Slightly Off Center

Slightly Off Center

By Dennis Hinkamp

The Age of Whatever: Applauding parents, however they came to be.
by Dennis Hinkamp

The software is not yet coded to diagram the meandering and defoliated branches of my family tree. When I go into the church genealogy library, the “gone to lunch” or “server updating” signs go up. I may have actually driven some of them to start drinking coffee — the hard stuff, not decaf.

That’s okay. The nuclear family is aptly named; a volatile mix always ready to blow up. And, to bludgeon the analogy, it’s the deterrent that some like to hang onto.

My seldom seen stepsister died this week. If not for Facebook, I would have never known. For all its distracting ills, social media keeps us together in our nomadic lives. This is the new norm: My half-sister adopted my RIP stepsister’s grandchild which makes me?… I have no idea; something third twice removed who’s on first? Nobody really planned this; life happens and we should support and celebrate anyone who wants to commit to anyone.

Have you ever done a Monday morning debriefing of the typical family reunion? It makes the rift between Israel and Iran seem solvable by someone as comical as Joe Biden or unelectable as John Kerry.

“Hey, maybe if the leaders of your two countries could just rent a houseboat on Lake Powell for a week you could work things out?” I imagine them saying.

No, I’m pretty sure this would be a prelude to the Biblical end times Revelations war.
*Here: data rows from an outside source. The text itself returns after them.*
PR #187, opened 2025-12-10
Add LauncherPoolPolicy

### LINKED ISSUE #185: FEAT: CRD Design Part 2 - LauncherPoolPolicy
Based on previous discussion, I summarize the following comments as below:

1. From @MikeSpreitzer   This interface needs to explicitly say, in the interface not just in the GitHub PR discussion, what happens if two different counts are specified (via two different CountForLauncher structs, perhaps in different LauncherPoolPolicy objects) for the same (Node, LauncherConfigReference). This interface needs to also explicitly say what happens if no CountForLauncher applies to a given (Node, LauncherConfigReference).
// LauncherCount is the total number of launcher pods to maintain.
	LauncherCount int32 `json:"launcherCount"`

2.  From @MikeSpreitzer  This interface needs to say what happens when multiple ServerProviderTemplateCount --- whether in the same NodePoolSpec or scattered among several --- reference the same LauncherConfig.

// ServerProviderTemplateCount is the total number of launcher or vLLM pods for each ServerProviderConfig
	// to maintain on each matching node.
	ServerProviderTemplateCount []ServerProviderTemplateCount `json:"totalCountPerTemplate"`

osswangxining:
Fix #185 

Introduce an EnhancedNodeSelector that supports combining label-based matching with resource field conditions. Its structure can be defined as follows (YAML example):

```
enhancedNodeSelector:
  # 1. Label selector (compatible with existing metav1.LabelSelector)
  labelSelector:
    matchLabels:
      nvidia.com/gpu.family: ada-lovelace
    matchExpressions:
      - key: node.kubernetes.io/instance-type
        operator: In
        values: ["gx3-48x240x2l40s", "gx3-96x480x4l40s"]

  # 2. Resource condition selector (new capability)
  resourceRequirements:
    allocatable:
      memory: ">=200Gi"
      nvidia.com/gpu: ">=1"
      cpu: ">=32"
    # Optional: also support capacity (if total capacity—not just allocatable—is desired)
    # capacity:
    #   memory: ">=256Gi"

```

This policy will automatically match all nodes that:

Have GPU model NVIDIA-L40S,
Have allocatable memory ≥ 200 GiB,
Have at least 1 GPU,
Have at least 40 CPU cores,

without requiring any manual labeling.


api/v1alpha1/launcherpoolpolicy_types.go
```diff
@@ -0,0 +1,130 @@
...
+*/
+
+package v1alpha1
+
+import metav1 "k8s.io/apimachinery/pkg/apis/meta/v1"
+
+// PoolPolicy defines the proactive provisioning policy for idle launcher pods.
+// +kubebuilder:object:root=true
+// +kubebuilder:subresource:status
+// +kubebuilder:resource:path=launcherpoolpolicies,scope=Cluster
```
aavarghese: Sorry, couldn't attend the joint meeting yday but I believe it was agreed to change this resource to scope=Namespace? Please do inform what the plan is

api/v1alpha1/launcherpoolpolicy_types.go
```diff
@@ -0,0 +1,130 @@
...
+	LabelSelector *metav1.LabelSelector `json:"labelSelector,omitempty"`
+	// ResourceRequirements defines the resource requirements for a node.
+	// +kubebuilder:validation:Optional
+	ResourceRequirements *ResourceRequirementSpec `json:"resourceRequirements,omitempty"`
+}
+
+type CountForLauncher struct {
+	// LauncherConfigName references the name of the LauncherConfig this policy applies to.
+	// +kubebuilder:validation:Required
+	LauncherConfigName string `json:"launcherConfigName"`
```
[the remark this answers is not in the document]
aavarghese: Actually, I take the above comment back. If LauncherPoolPolicy becomes a namespaced object, then we expect LauncherConfig to be located in the same ns. Sorry.

api/v1alpha1/launcherpoolpolicy_types.go
```diff
@@ -0,0 +1,130 @@
...
+	// will be ignored for this LauncherConfig.
+	// +kubebuilder:validation:MinItems=1
+	CountForLauncher []CountForLauncher `json:"countForLauncher"`
+}
+
+// ResourceRequirementSpec defines resource requirements for a node.
+type ResourceRequirementSpec struct {
+	// Allocatable defines the allocatable resources for a node.
+	// +kubebuilder:validation:Required
+	Allocatable map[string]string `json:"allocatable,omitempty"`
```
MikeSpreitzer: Using one-sided inequalities --- testing only `<=` --- will cause multiple matches where they are not intended. Consider the case of wanting one policy for nodes will a small amount of main memory and a different policy for nodes with a large amount of main memory. If the selector can only test whether the node's main memory is at least as big as a given value, then the policy intended for small nodes will match big ones too.

I recommend instead using a pair of upper and lower bounds. And express the quantities using https://github.com/kubernetes/apimachinery/blob/v0.34.3/pkg/api/resource/quantity.go#L102 , for consistency with how the quantities appear on Node objects.

api/v1alpha1/launcherpoolpolicy_types.go
```diff
@@ -0,0 +1,130 @@
...
+
+	// LauncherCount is the total number of launcher pods to maintain.
+	// +kubebuilder:validation:Required
+	LauncherCount int32 `json:"launcherCount"`
+}
+
+type LauncherPoolPolicyStatus struct {
+	// `observedGeneration` is the `metadata.generation` last seen by the controller.
+	// +optional
+	ObservedGeneration int32 `json:"observedGeneration,omitempty"`
```
MikeSpreitzer: Oops, I am sorry, I goofed up in an earlier comment recommending this. The type should actually be `int64`. See https://github.com/kubernetes/apimachinery/blob/v0.34.3/pkg/apis/meta/v1/types.go#L177

api/v1alpha1/launcherpoolpolicy_types.go
```diff
@@ -0,0 +1,130 @@
...
+	metav1.ObjectMeta `json:"metadata,omitempty"`
+
+	Spec   LauncherPoolPolicySpec   `json:"spec,omitempty"`
+	Status LauncherPoolPolicyStatus `json:"status,omitempty"`
+}
+
+// LauncherPoolPolicySpec defines the node-level idle pool configuration.
+type LauncherPoolPolicySpec struct {
+	// LauncherPoolForNodeType defines pool spec per node type.
+	LauncherPoolForNodeType []LauncherPoolForNodeType `json:"launcherPoolForNodeType"`
```
MikeSpreitzer: The DRA work in Kubernetes contemplates the possibility that one node can have two (or more) types of accelerators. While the nvidia software does not seem to entirely support that today, I would prefer that this work not be equally shortsighted. With this in mind, it seems to me that the proper scoping for a pool is not (Node, LauncherConfig) but rather (Node, type of (perhaps more to the point, amount of memory in) accelerator, LauncherConfig).

api/v1alpha1/launcherpoolpolicy_types.go
```diff
@@ -0,0 +1,130 @@
...
+WITHOUT WARRANTIES OR CONDITIONS OF ANY KIND, either express or implied.
+See the License for the specific language governing permissions and
+limitations under the License.
+*/
+
+package v1alpha1
+
+import metav1 "k8s.io/apimachinery/pkg/apis/meta/v1"
+
+// PoolPolicy defines the proactive provisioning policy for idle launcher pods.
```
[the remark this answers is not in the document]
aavarghese: @MikeSpreitzer Glad you brought this up here. 

My thoughts are that we create this policy strictly for pre-provisioning a pool of "idle/inactive" launchers to assist DPC with fast launch. Once DPC takes a launcher from the pool, and it officially becomes a "Server providing pod", is there a point for the LaunchPoolPolicy controller to still manage it and keep it as a launcher pool member? I would think not. It does not need to be included in the launcher count (under this policy). Once it becomes a server providing pod (and has a launcher that can start a number of vllm instances under DPC control), what is the advantage of pool controller tracking it?

api/v1alpha1/launcherpoolpolicy_types.go
```diff
@@ -0,0 +1,130 @@
...
+}
+
+// ResourceRequirementSpec defines resource requirements for a node.
+type ResourceRequirementSpec struct {
+	// Allocatable defines the allocatable resources for a node.
+	// +kubebuilder:validation:Required
+	Allocatable map[string]string `json:"allocatable,omitempty"`
+	// Capacity defines the capacity resources for a node.
+	// +kubebuilder:validation:Optional
+	Capacity map[string]string `json:"capacity,omitempty"`
```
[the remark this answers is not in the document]
osswangxining: remove for now.

api/v1alpha1/launcherpoolpolicy_types.go
```diff
@@ -0,0 +1,130 @@
...
+package v1alpha1
+
+import metav1 "k8s.io/apimachinery/pkg/apis/meta/v1"
+
+// PoolPolicy defines the proactive provisioning policy for idle launcher pods.
+// +kubebuilder:object:root=true
+// +kubebuilder:subresource:status
+// +kubebuilder:resource:path=launcherpoolpolicies,scope=Cluster
+
+type LauncherPoolPolicy struct {
```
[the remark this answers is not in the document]
osswangxining: The LauncherPoolPolicy semantics should be defined as below:

 ## Multiple LauncherPoolPolicy Objects

 1. **Additive Semantics**
   - Multiple LauncherPoolPolicy objects follow additive semantics
   - All policies across all objects are evaluated together
   - Rules from different objects are combined to form the complete policy set

 2. **Zero Objects Behavior**
   - When no LauncherPoolPolicy objects exist, no proactive provisioning occurs
   - System falls back to on-demand launcher pod creation

 ## Multiple LauncherPoolForNodeType Matching

 1. **Multiple Matches**
   - When multiple LauncherPoolForNodeType structs match a single Node (across same or different LauncherPoolPolicy objects):
     - For each unique combination of (Node, Accelerator, LauncherConfig), select the highest LauncherCount value
     - This forms the effective policy for that specific tuple

 2. **Zero Matches**
   - When no LauncherPoolForNodeType matches a Node:
     - No pre-provisioning policy applies to that Node
     - Launcher pods for that Node are created on-demand

 ## Multiple CountForLauncher with Same LauncherConfig

 1. **Duplicate LauncherConfig Names**
   - When multiple CountForLauncher structs specify the same LauncherConfigName for the same (Node, Accelerator) combination:
     - Select the highest LauncherCount value among all matching entries
     - This determines the target pool size for that LauncherConfig on that Node with that Accelerator

 2. **Zero Matching CountForLauncher**
   - When no CountForLauncher matches a specific (Node, Accelerator, LauncherConfig) tuple:
     - No pre-provisioning occurs for that specific combination
     - Launcher pods are created on-demand when needed

api/v1alpha1/launcherpoolpolicy_types.go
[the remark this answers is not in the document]
MikeSpreitzer: So if the policy calls for 8 idle launchers, there is a pool manager that will create 8 launchers, and as soon as one starts being used, the pool manager will create another one, to maintain a count of 8 idle launchers?

I thought we agreed on loose coupling through the kubernetes apiservers. The pool manager will maintain the fact that the desired number of launcher pods exist, regardless of whether any have launched vLLM instances. The dual-pods controller will use an existing launcher if it needs one and an acceptable one exists.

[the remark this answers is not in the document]
osswangxining: > So if the policy calls for 8 idle launchers, there is a pool manager that will create 8 launchers, and as soon as one starts being used, the pool manager will create another one, to maintain a count of 8 idle launchers?

Here I understand that pool manager will trigger one new round creation, if the resourceRequirements meets, it can create new launchers. But not meets, it will not create.

api/fma/v1alpha1/launcherpoolpolicy_types.go
```diff
@@ -0,0 +1,220 @@
...
+	// the higher count is used and will be populated into LauncherPoolPolicyStatus.
+	// If no CountForLauncher applies to a given (Node, Accelerator, LauncherConfig), this Node
+	// will be ignored for this LauncherConfig.
+	// +kubebuilder:validation:MinItems=1
+	CountForLauncher []CountForLauncher `json:"countForLauncher"`
+}
+
+// ResourceRequirements defines resource requirements for a node.
+type ResourceRequirements struct {
+	// Allocatable defines the allocatable resources for a node with min/max ranges.	// +kubebuilder:validation:Required
```
MikeSpreitzer: Missing line break here.

api/fma/v1alpha1/launcherpoolpolicy_types.go
```diff
@@ -0,0 +1,220 @@
...
+type ResourceRanges struct {
+	// CPU defines the CPU resource range requirement.
+	// +kubebuilder:validation:Optional
+	CPU *ResourceRange `json:"cpu,omitempty"`
+
+	// Memory defines the memory resource range requirement.
+	// +kubebuilder:validation:Optional
+	Memory *ResourceRange `json:"memory,omitempty"`
+
+	// GPUs defines the GPU resource range requirements keyed by GPU type.
```
MikeSpreitzer: This comment should say more about what are valid GPU types.

api/fma/v1alpha1/launcherpoolpolicy_types.go
osswangxining: sorry done

api/fma/v1alpha1/launcherpoolpolicy_types.go
```diff
@@ -0,0 +1,220 @@
...
+	// AcceleratorSelector accelerator selector
+	AcceleratorSelector AcceleratorSelector `json:"acceleratorSelector"`
+
+	// CountForLauncher is the total number of launcher for each LauncherConfig
+	// to maintain on each matching node per accelerator.
+	// If two different counts are specified for the same (Node, Accelerator, LauncherConfig),
+	// the higher count is used and will be populated into LauncherPoolPolicyStatus.
+	// If no CountForLauncher applies to a given (Node, Accelerator, LauncherConfig), this Node
+	// will be ignored for this LauncherConfig.
+	// +kubebuilder:validation:MinItems=1
```
MikeSpreitzer: Why must this slice be non-empty, while the other slices have no such requirement?

The common pattern in Kubernetes APIs is to allow an empty slice and include `,omitempty` in the json tag on the field. I think that would be OK here too, although it is also true that an empty slice means the whole struct contributes nothing. On the third hand, forbidding an empty slice is a bit of irregularity: for any length larger than one, removing an entry is allowed, but for length == 1, removing an entry is not allowed.

api/fma/v1alpha1/launcherpoolpolicy_types.go
osswangxining: Please @aavarghese @rubambiza  can append this info later?

api/fma/v1alpha1/launcherpoolpolicy_types.go
```diff
@@ -0,0 +1,220 @@
...
+	// +kubebuilder:validation:Optional
+	CPU *ResourceRange `json:"cpu,omitempty"`
+
+	// Memory defines the memory resource range requirement.
+	// +kubebuilder:validation:Optional
+	Memory *ResourceRange `json:"memory,omitempty"`
+
+	// GPUs defines the GPU resource range requirements keyed by GPU type.
+	// +kubebuilder:validation:Optional
+	GPUs map[string]*ResourceRange `json:"gpus,omitempty"`
```
MikeSpreitzer: What about TPUs? Maybe call this field "accelerators"?

osswangxining: fine.

api/fma/v1alpha1/launcherpoolpolicy_types.go
```diff
@@ -0,0 +1,220 @@
...
+	Allocatable *ResourceRanges `json:"allocatable,omitempty"`
+}
+
+// ResourceRanges defines min/max ranges for various resources.
+type ResourceRanges struct {
+	// CPU defines the CPU resource range requirement.
+	// +kubebuilder:validation:Optional
+	CPU *ResourceRange `json:"cpu,omitempty"`
+
+	// Memory defines the memory resource range requirement.
```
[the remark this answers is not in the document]
osswangxining: yes, if only Memory wording , it means main memory

api/fma/v1alpha1/launcherpoolpolicy_types.go
```diff
@@ -0,0 +1,220 @@
...
+	// If no CountForLauncher applies to a given (Node, Accelerator, LauncherConfig), this Node
+	// will be ignored for this LauncherConfig.
+	// +kubebuilder:validation:MinItems=1
+	CountForLauncher []CountForLauncher `json:"countForLauncher"`
+}
+
+// ResourceRequirements defines resource requirements for a node.
+type ResourceRequirements struct {
+	// Allocatable defines the allocatable resources for a node with min/max ranges.	// +kubebuilder:validation:Required
+	Allocatable *ResourceRanges `json:"allocatable,omitempty"`
```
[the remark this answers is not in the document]
osswangxining: done

api/fma/v1alpha1/launcherpoolpolicy_types.go
```diff
@@ -0,0 +1,222 @@
...
+	// Min specifies the minimum quantity required.
+	// +kubebuilder:validation:Optional
+	Min resource.Quantity `json:"min,omitempty"`
+
+	// Max specifies the maximum quantity allowed.
+	// +kubebuilder:validation:Optional
+	Max resource.Quantity `json:"max,omitempty"`
+}
+
+// EnhancedNodeSelector defines node selector with label selector and resource requirements.
```
rubambiza: I would like to suggest moving this to line 120 so that the initial usage of `ResourceRequirements` (and its sub-types) and `AcceleratorSelector` come right before their definition. The `EnhancedNodeSelector` is much easier to parse that way.

api/fma/v1alpha1/launcherpoolpolicy_types.go
```diff
@@ -0,0 +1,222 @@
...
+//
+// 2. **Zero Objects Behavior**
+//   - When no LauncherPoolPolicy objects exist, no proactive provisioning occurs
+//   - System falls back to on-demand launcher pod creation
+//
+// ## Multiple LauncherPoolForNodeType Matching
+//
+// 1. **Multiple Matches**
+//   - When multiple LauncherPoolForNodeType structs match a single Node (across same or different LauncherPoolPolicy objects):
+//     - For each unique combination of (Node, Accelerator, LauncherConfig), select the highest LauncherCount value
```
MikeSpreitzer: I think "Accelerator set" is meant here rather than "Accelerator".

api/fma/v1alpha1/launcherpoolpolicy_types.go
```diff
@@ -0,0 +1,222 @@
...
+	// +kubebuilder:validation:Optional
+	Min resource.Quantity `json:"min,omitempty"`
+
+	// Max specifies the maximum quantity allowed.
+	// +kubebuilder:validation:Optional
+	Max resource.Quantity `json:"max,omitempty"`
+}
+
+// EnhancedNodeSelector defines node selector with label selector and resource requirements.
+type EnhancedNodeSelector struct {
```
MikeSpreitzer: This file is getting large and complicated enough that I think it should have a consistent and readily grasped ordering among its declarations. I suggest that declarations appear after first use, and in order of first use. That would make `EnhancedNodeSelector` come before `PerAcceleratorCount`.

api/fma/v1alpha1/launcherpoolpolicy_types.go
```diff
@@ -0,0 +1,222 @@
...
+	// +required
+	EnhancedNodeSelector EnhancedNodeSelector `json:"enhancedNodeSelector"`
+
+	// PerAcceleratorCount defines pre-configuration quantities for each accelerator type
+	PerAcceleratorCount []PerAcceleratorCount `json:"perAcceleratorCount"`
+}
+
+// PerAcceleratorCount defines configuration for specific accelerators
+type PerAcceleratorCount struct {
+	// AcceleratorSelector accelerator selector
```
rubambiza: I suggest duplicating the comment on [line 178](https://github.com/llm-d-incubation/llm-d-fast-model-actuation/pull/187/changes#diff-7c3f645c43fb2f682a77317ab4b531fbf7d7ceade27b0366dddaaf3bd642ee48R178) here since it's the first definition, regardless of whether the `EnhancedNodeSelector` is moved up or not as suggested in the [below comment](https://github.com/llm-d-incubation/llm-d-fast-model-actuation/pull/187/changes#r2611994971)

api/fma/v1alpha1/launcherpoolpolicy_types.go
```diff
@@ -0,0 +1,222 @@
...
+	AcceleratorSelector AcceleratorSelector `json:"acceleratorSelector"`
```
MikeSpreitzer: In this position we do not need all the content of `AcceleratorSelector`. In particular, its `Count` field is not needed.

api/fma/v1alpha1/launcherpoolpolicy_types.go
```diff
@@ -0,0 +1,222 @@
...
+	//          min: "2"
+	//	        max: "8"
+	//  acceleratorSelector:
+	//    type: "nvidia.com/gpu"
+	//    memory: "48Gi"
+	//    count: 4
+	// +required
+	EnhancedNodeSelector EnhancedNodeSelector `json:"enhancedNodeSelector"`
+
+	// PerAcceleratorCount defines pre-configuration quantities for each accelerator type
```
MikeSpreitzer: It's actually per _homogeneous set_ of accelerators, right?

api/fma/v1alpha1/launcherpoolpolicy_types.go
```diff
@@ -0,0 +1,222 @@
...
+type ResourceRanges struct {
+	// CPU defines the CPU resource range requirement.
+	// +kubebuilder:validation:Optional
+	CPU ResourceRange `json:"cpu,omitempty"`
+
+	// Memory defines the memory resource range requirement.
+	// +kubebuilder:validation:Optional
+	Memory ResourceRange `json:"memory,omitempty"`
+
+	// Accelerators defines the GPU resource range requirements keyed by GPU type.
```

So y’all go on with your sanctity of the family and the end of life as we know it. Does it really matter if Adam and Steve or Eve and Yvette adopt a child? Or, if anyone of any gender unrelated twice removed procreates in a Petri dish? Have you thought this through? Hey, I have been around a lot of kids; parenting is the worst-paying job in the universe. I applaud and support anyone brave enough to voluntarily raise children.

Now, let me comment on Utah’s recent same-sex-marriage birth certificate issue (bit.ly/cat1509bc): Birth certificates have not reflected reality for a long time. Mine says Ronald Hinkamp is my father, even though he had nothing to do with my conception and, in fact, was physically incapable of fathering children (mumps; note to the anti-vaccine folks). Legal adoptions often alter biological reality in favor of parental reality; it’s just paperwork. I knew who raised me and who to send the Mother’s Day and Father’s Day cards to.

On a sort of side note, but related to our village-to-raise-a-child concept: What could possibly be gay about scarves and knee socks on boys? Thanks for finally coming to your senses, Boy Scouts of America. Utah, it’s your move.

Girls will be boys, and boys will be girls.
It’s a mixed up, muddled up, shook up world,
Except for Lola. Lo lo lo lo Lola. —The Kinks

Dennis Hinkamp applies his parenting skills to the wise care of one French bulldog.